ValueError: Expected 2D array, got 1D array instead:

Solution 1:

You need to give both the fit and predict methods 2D arrays. Your x_train, y_train and x_test are currently only 1D. What is suggested by the console should work:

x_train= x_train.reshape(-1, 1)
y_train= y_train.reshape(-1, 1)
x_test = x_test.reshape(-1, 1)

This uses numpy's reshape. Questions about reshape have been answered in the past, this for example should answer what reshape(-1,1) means: What does -1 mean in numpy reshape?

Solution 2:

If you look at documentation of LinearRegression of scikit-learn.

fit(X, y, sample_weight=None)

X : numpy array or sparse matrix of shape [n_samples,n_features]

predict(X)

X : {array-like, sparse matrix}, shape = (n_samples, n_features)
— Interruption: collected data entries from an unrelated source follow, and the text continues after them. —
PR #768, opened 2023-04-06
Updates to MS build system for 2.0

abkarcher:
Windows build system had several redundant or unnecessary build options:
SafeC build options removed (they don't apply, always using safeC stub)
Legacy SSL (<= 1.0.2) options removed
static linking options removed (Just support DLLs)

Left in offline mode builds for now.

Fully tested Running OpenSSL 3.0.X tests on windows - success! IDed an issue in KAS-IFC where a test case could output as Passed when It was supposed to fail because diffs from memcmp added up to 0 (this could have happened on any platform but since windows only returns -1/0/1 for memcmp, it made the issue manifest much more quickly and obviously. Took some time to track down!)

Note: changes to MS proj files are typically software generated; any formatting issues or anything there typically aren't from me.

### DIFF
--- a/ms/make_app.bat
+++ b/ms/make_app.bat
@@ -2,15 +2,14 @@
 
 set ACV_INC_PATHS=
 set ACV_LIB_PATHS=
-set ACV_ROOT_PATH=
 
 rem Visual Studio wants absolute paths in some cases
 set ACV_ROOT_PATH_REL=%~dp0..\
 for %%i in ("%ACV_ROOT_PATH_REL%") do SET "ACV_ROOT_PATH=%%~fi
-if [%FOM_DIR%] == [] (
-  echo "No fom, some algorithms will not be available for testing"
-  set PROJ_CONFIG=nofom
-) else (
+
+set PROJ_CONFIG="nofom"
+
+if NOT [%FOM_DIR%] == [] (
   set ACV_LIB_PATHS=%FOM_DIR%\lib
   set ACV_INC_PATHS=%FOM_DIR%\include
   set PROJ_CONFIG=fom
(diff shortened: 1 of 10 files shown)


ms/make_lib.bat
```diff
@@ -6,41 +6,24 @@ set ACV_LIB_PATHS=
...
-  set ACV_INC_PATHS=%ACV_INC_PATHS%;%SAFEC_DIR%\include
+  set ACV_LIB_PATHS=%LIBCURL_DIR%\lib
+  set ACV_INC_PATHS=%LIBCURL_DIR%\include
 )
 
 if [%LIBCURL_DIR%] == [] (
-  set PROJ_CONFIG=%PROJ_CONFIG%_murl
-  set ACV_INC_PATHS=%ACV_INC_PATHS%;%ACV_ROOT_PATH%\murl
+  if [%SSL_DIR%] == [] (
+    echo "No SSL dir specified. Must be provided for online builds. exiting..."
```
ashman-p, line 21: Remove ^M (carriage return)

ms/make_app.bat
```diff
@@ -2,15 +2,14 @@
...
 
 rem Visual Studio wants absolute paths in some cases
 set ACV_ROOT_PATH_REL=%~dp0..\
 for %%i in ("%ACV_ROOT_PATH_REL%") do SET "ACV_ROOT_PATH=%%~fi
-if [%FOM_DIR%] == [] (
-  echo "No fom, some algorithms will not be available for testing"
-  set PROJ_CONFIG=nofom
-) else (
+
+set PROJ_CONFIG="nofom"
```
ashman-p, line 10: Remove ^M

ms/make_lib.bat
abkarcher: I am a bit vague on how Git displays line endings, but .bat files need CRLF line endings for labels to work properly; unless that is not the issue here?

malbert1 (approved):

ms/make_lib.bat
ashman-p: I think they show up depending on the editor used (typically a none plan text format).
Not a big deal.

ashman-p (approved):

As you can see X has 2 dimensions, where as, your x_train and x_test clearly have one. As suggested, add:

x_train = x_train.reshape(-1, 1)
x_test = x_test.reshape(-1, 1)

Before fitting and predicting the model.

Solution 3:

Use

y_pred = regressor.predict([[x_test]])

Solution 4:

A lot of times when doing linear regression problems, people like to envision this graph

one variable input linear regression

On the input, we have an X of X = [1,2,3,4,5]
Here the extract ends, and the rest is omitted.